L’EAE dont nous avons décrit les mécanismes d’induction et les similarités avec la SEP dans le chapitre précédent est un autre modèle animal qui a considérablement augmenté la compréhension de l’auto-immunité. L’immunisation de souris avec les protéines mineures de la myéline du SNC injectées avec de l’adjuvant de Freund entraîne une affection démyélinisante, apparentée à la SEP. Des souris transgéniques pour un récepteur T spécifique d’un peptide de la myéline ont un développement quasi normal. Si on injecte le peptide MOG spécifique à ces souris transgéniques, elles développent une maladie fulgurante démyélinisante alors que les souris non transgéniques sont peu touchées. Les premières souris ainsi transgéniques pour les gènes réarrangés du TCR (appelées souris TCR transgéniques) ont été utilisées simultanément par deux groupes en 1988 (Kisielow, Bluthmann et al. 1988). Différentes souris TCR transgéniques ont ensuite été développées comme modèles de maladies auto-immunes. Ces différentes souris TCR transgéniques expriment un TCR réarrangé spécifique d’un auto-antigène. Par exemple, les souris BDC2.5 et
NY4.1 ont servi à la compréhension des mécanismes impliqués dans le déclenchement du
diabète. Ces souris BDC2.5 et NY4.1 expriment chacune un TCR provenant d’un clone LT-
CD4+ spécifique d’un antigène inconnu des îlots de Langherans du pancréas, présenté dans le contexte de la molécule du CMH I-Ag7 (Katz, Wang et al. 1993). Diverses souris TCR transgéniques ont été établies dans le but d’offrir un modèle spontané d’EAE, afin de se rapprocher des conditions conduisant au déclenchement de la SEP. Alors que le ou les auto- antigènes reconnus dans les modèles transgéniques de diabète auto-immun ne sont pas connus, les LT provenant des souris TCR transgéniques générés comme modèle de SEP reconnaissent des antigènes du SNC bien définis. En effet, ces souris expriment chacune un TCR différent provenant de clones LT CD4+ spécifiques d’épitopes immunodominants des protéines associées à la gaine de myéline (MBP et PLP). En fonction du modèle, les souris développent une maladie spontanée à partir de 6 semaines ou le plus souvent à partir de 4 à 5 mois. Les souris transgéniques pour un TCR spécifique de la MBP développent une maladie avec une incidence de 0 à 14% (Goverman, Woods et al. 1993; Lafaille, Nagashima et al. 1994; Liu and Wraith 1995). Un plus grand pourcentage (40%) de souris transgéniques pour un récepteur spécifique de la PLP développe spontanément l’EAE (Waldner, Whitters et al.

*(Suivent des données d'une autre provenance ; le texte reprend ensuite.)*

PR #1892, opened 2024-08-28
Refactor OAuthDeviceCode to support non-Entra IdPs

gregertw:
## Description

1. Added support for non-Microsoft Entra identity providers:

* New oauth_discovery_url parameter for standard OAuth discovery URLs
* Disabled instance discovery and authority validation for non-Entra authorities

2. Enhanced token caching:

* Added clear_cache option to clear existing token cache
* Introduced mem_cache_only flag for in-memory-only token caching

3. Improved token refresh logic:

* Now checks for valid refresh tokens before initiating a new device code flow

4. Added new convenience methods:

* OAuthDeviceCode.default() for generic identity providers
* OAuthDeviceCode.default_for_azure_ad() for Azure AD with pre-configured settings

5. Updated error handling and user prompts for device code flow

## Checklist:
- [ ] Tests added/updated.
- [ ] Documentation updated. Documentation is generated from docstrings - these must be updated according to your change.
  If a new method has been added it should be referenced in [cognite.rst](https://github.com/cognitedata/cognite-sdk-python/blob/master/docs/source/cognite.rst) in order to generate docs based on its docstring.
- [ ] Changelog updated in [CHANGELOG.md](https://github.com/cognitedata/cognite-sdk-python/blob/master/CHANGELOG.md).
- [ ] Version bumped. If triggering a new release is desired, bump the version number in [_version.py](https://github.com/cognitedata/cognite-sdk-python/blob/master/cognite/client/_version.py) and [pyproject.toml](https://github.com/cognitedata/cognite-sdk-python/blob/master/pyproject.toml) per [semantic versioning](https://semver.org/).

PR #2585, opened 2026-04-21
fix(credentials): reuse OAuthDeviceCode token cache across processes

ronpal:
## Description

`OAuthDeviceCode._refresh_access_token` had two bugs that together made the on-disk MSAL token cache unusable across process boundaries — the device code prompt appeared on every CLI invocation (e.g. every `cdf modules upgrade` call), even seconds apart.

**Bug 1 — refresh token never used.** The RT branch was guarded by `expires_on > time.time()`, but MSAL's `SerializableTokenCache` doesn't store `expires_on` on refresh-token entries, so the condition was always False and the cached RT was silently skipped.

**Bug 2 — cached access token expiry ~1s (walrus precedence).** `if expiry := int(...) - time.time() > 0:` parses as `expiry := ((a - b) > 0)`, so `expires_in` became a `bool` and the token was treated as expiring in ~1 second, causing `__should_refresh_token` to fire on every API call.

## Fix

- Drop the `expires_on` guard and try any RT found in the cache; if the IdP rejects it, fall through to the device code flow (matches how MSAL handles revoked RTs).
- Split the walrus into two statements so `expires_in` is the actual remaining seconds.

Change is scoped to `OAuthDeviceCode._refresh_access_token`; public API and the device code fallback from #1892 / #2394 are unchanged. See the reviewer-notes comment for more detail.

## Tests

- Fixed `test_refresh_token_from_cache` to match MSAL's real cache shape (no `expires_on` on RT) — this is what masked bug 1 originally.
- Added `test_refresh_token_invalid_falls_back_to_device_flow` and `test_cached_access_token_expiry_is_seconds_not_bool` as direct regression tests.

All 47 tests in `tests/tests_unit/test_credential_providers.py` pass.

## Checklist:
- [x] Tests added/updated.
- [x] Documentation updated. Documentation is generated from docstrings — no docstring changes required for this bug fix.


ronpal:
### Reviewer notes (context for the code changes)

The fix is intentionally minimal — just a few lines — so I pulled the explanatory comments out of the diff and am leaving them here instead:

**Refresh-token branch (bug 1).** MSAL's `SerializableTokenCache` does not persist `expires_on` on refresh-token entries (see `msal/token_cache.py`'s `__add`: only `credential_type, secret, home_account_id, environment, client_id, target, last_modification_time` are stored). Guarding the RT lookup with `expires_on > now` therefore always evaluated to False and the cached refresh token was silently skipped on every process start. The new code just tries any RT it finds; if the IdP rejects it (no `access_token` in the response), we fall through to the device code flow, which matches how MSAL itself handles revoked refresh tokens.

**Access-token branch (bug 2).** The previous code was `if expiry := int(...) - time.time() > 0:`. Python operator precedence parses this as `expiry := ((a - b) > 0)`, so `expiry` was a `bool`, not the remaining seconds. `credentials["expires_in"] = True` then became `time.time() + 1.0` downstream, i.e. the cached access token was treated as expiring in ~1s and `__should_refresh_token` fired on every subsequent API call within the process. The fix splits it into two statements.

**Tests.** `test_refresh_token_from_cache` was previously putting `expires_on` on the RT mock, which didn't reflect the real on-disk cache shape and masked bug 1 — updated to omit it and also assert the device flow is not triggered. Two new tests (`test_refresh_token_invalid_falls_back_to_device_flow`, `test_cached_access_token_expiry_is_seconds_not_bool`) pin down the two behaviours directly.

ronpal:
Addressed @gemini-code-assist's review in c924e567:

- **`break` inside `if "access_token" in result:`** — fixed. We'll now keep trying additional cached refresh tokens if the first one is revoked before falling back to the device code flow.
- **Scope the RT / AT cache searches by `client_id` (and `target` for AT)** — fixed, to avoid picking up tokens belonging to a different app or scope from a shared MSAL cache.
- **`assert "Authorization", "Bearer ..." == ...` always-truthy tuple** — fixed in the two tests added in this PR. The same pattern appears on ~10 pre-existing assertions in `test_credential_providers.py`; leaving those for a separate cleanup PR to keep this one scoped to the cache bug.

tests/tests_unit/test_credential_providers.py
```diff
@@ -353,9 +349,54 @@ def test_refresh_token_from_cache(self, mock_public_client: MagicMock) -> None:
...
+        mock_public_client().client.obtain_token_by_device_flow.return_value = {
+            "access_token": "fresh_access_token",
+            "expires_in": 3600,
+        }
+
+        creds = OAuthDeviceCode(**self.DEFAULT_PROVIDER_ARGS)
+        creds._refresh_access_token()
+
+        mock_public_client().client.obtain_token_by_refresh_token.assert_called_once_with("stale_refresh_token")
+        mock_public_client().http_client.post.assert_called_once()
```
polomani: I think it's better to check `assert_called_once_with` or match url when mocking

cognite/client/credentials.py
```diff
@@ -467,18 +467,24 @@ def _refresh_access_token(self) -> tuple[str, float]:
...
         # - A valid refresh token, and if so, use it automatically to redeem a new access token.
         credentials = None
-        for token in self.__app.token_cache.search(self.__app.token_cache.CredentialType.REFRESH_TOKEN):
-            if "expires_on" in token and token["expires_on"] > time.time():
-                credentials = token
+        for token in self.__app.token_cache.search(
+            self.__app.token_cache.CredentialType.REFRESH_TOKEN,
+            query={"client_id": self.client_id},
+        ):
+            result = self.__app.client.obtain_token_by_refresh_token(token.get("secret", ""))
```
polomani: obtain_token_by_refresh_token can throw exceptions, what should be done in that case? loop further?

tests/tests_unit/test_credential_providers.py
ronpal: Agreed!

cognite/client/credentials.py
ronpal: Nice catch!

cognite/client/credentials.py
```diff
@@ -471,7 +471,10 @@ def _refresh_access_token(self) -> tuple[str, float]:
             self.__app.token_cache.CredentialType.REFRESH_TOKEN,
             query={"client_id": self.client_id},
         ):
-            result = self.__app.client.obtain_token_by_refresh_token(token.get("secret", ""))
+            try:
+                result = self.__app.client.obtain_token_by_refresh_token(token.get("secret", ""))
```
polomani: shouldn't we delete token from cache if it's invalid now? previously we wouldn't call `obtain_token_by_refresh_token`, but now this this in the loop it'll get expensive looping through potentially a few outdated tokens

ronpal: True! Updated now, so three possible outcomes each iteration:

1. Exception raised → except catches it, continue jumps to next token — remove_rt never reached.
2. Server returns a valid token ("access_token" in result) → break exits the loop — remove_rt never reached.
3. Server returns an error (e.g. {"error": "invalid_grant"}, no "access_token") → neither except nor break fires, so execution falls through to remove_rt(token), then the loop continues to the next token.

so we remove_rt is only reachable in case 3.

polomani (dismissed):
LGTM

cognite/client/credentials.py
```diff
@@ -467,18 +467,28 @@ def _refresh_access_token(self) -> tuple[str, float]:
         # - A valid access token.
         # - A valid refresh token, and if so, use it automatically to redeem a new access token.
         credentials = None
```
haakonvt, line 470: Is the 3-line comment here still correct?

tests/tests_unit/test_credential_providers.py
```diff
@@ -353,9 +349,86 @@ def test_refresh_token_from_cache(self, mock_public_client: MagicMock) -> None:
...
+
+        mock_device_response = Mock()
+        mock_device_response.json.return_value = {
+            "user_code": "ABCDEF",
+            "message": "Follow the link and enter the code",
+        }
+        expected_device_auth_url = "https://login.microsoftonline.com/xyz/oauth2/v2.0/devicecode"
+        mock_public_client().authority.device_authorization_endpoint = expected_device_auth_url
+        mock_public_client().http_client.post.return_value = mock_device_response
+        mock_public_client().client.obtain_token_by_device_flow.return_value = {
```
haakonvt: Although correct usage, it looks a bit weird for untrained mock-eyes (that calling returns the same instance each time). I would suggest you bind it to a local variable:

```py
mock_pca_instance = mock_public_client()

mock_pca_instance.token_cache.search.side_effect = search_side_effect
mock_pca_instance.client.obtain_token_by_refresh_token.return_value = { ... }
# ... later ...
mock_pca_instance.client.obtain_token_by_refresh_token.assert_called_once_with(...)
```

cognite/client/credentials.py
ronpal: Good catch — replaced with a one-liner that matches the actual flow in 87cdff01.

tests/tests_unit/test_credential_providers.py
ronpal: Done in 87cdff01 — bound `mock_public_client()` to `mock_pca_instance` in the four tests touched by this PR. Left the other tests in the file untouched to keep the diff focused on the bug fix.

haakonvt (changes requested):
Not solving the current toolkit issue

haakonvt:
Merged in #2602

2000). La maladie se caractérise par l’infiltration des LT exprimant le transgène dans le SNC, la formation de foyers inflammatoires et de plaques de démyélinisation. Lorsque ces souris sont immunisées avec le peptide spécifique, elles développent une maladie plus sévère et plus rapide que les souris non transgéniques.
Cependant, l’incidence de la maladie n’atteignant jamais les 100% dans tous ces modèles, l’on peut suggérer, comme pour les maladies auto-immunes humaines, un rôle non négligeable de l’environnement dans le déclenchement de la maladie. De plus, des études sur des souris de fond génétique Rag déficiente, où tous les LT expriment le TCR transgénique sans association avec des chaînes TCRα endogènes réarrangées, suggèrent que les LT ayant d’autres spécificités peuvent contrebalancer le pouvoir pathogénique des LT réactives.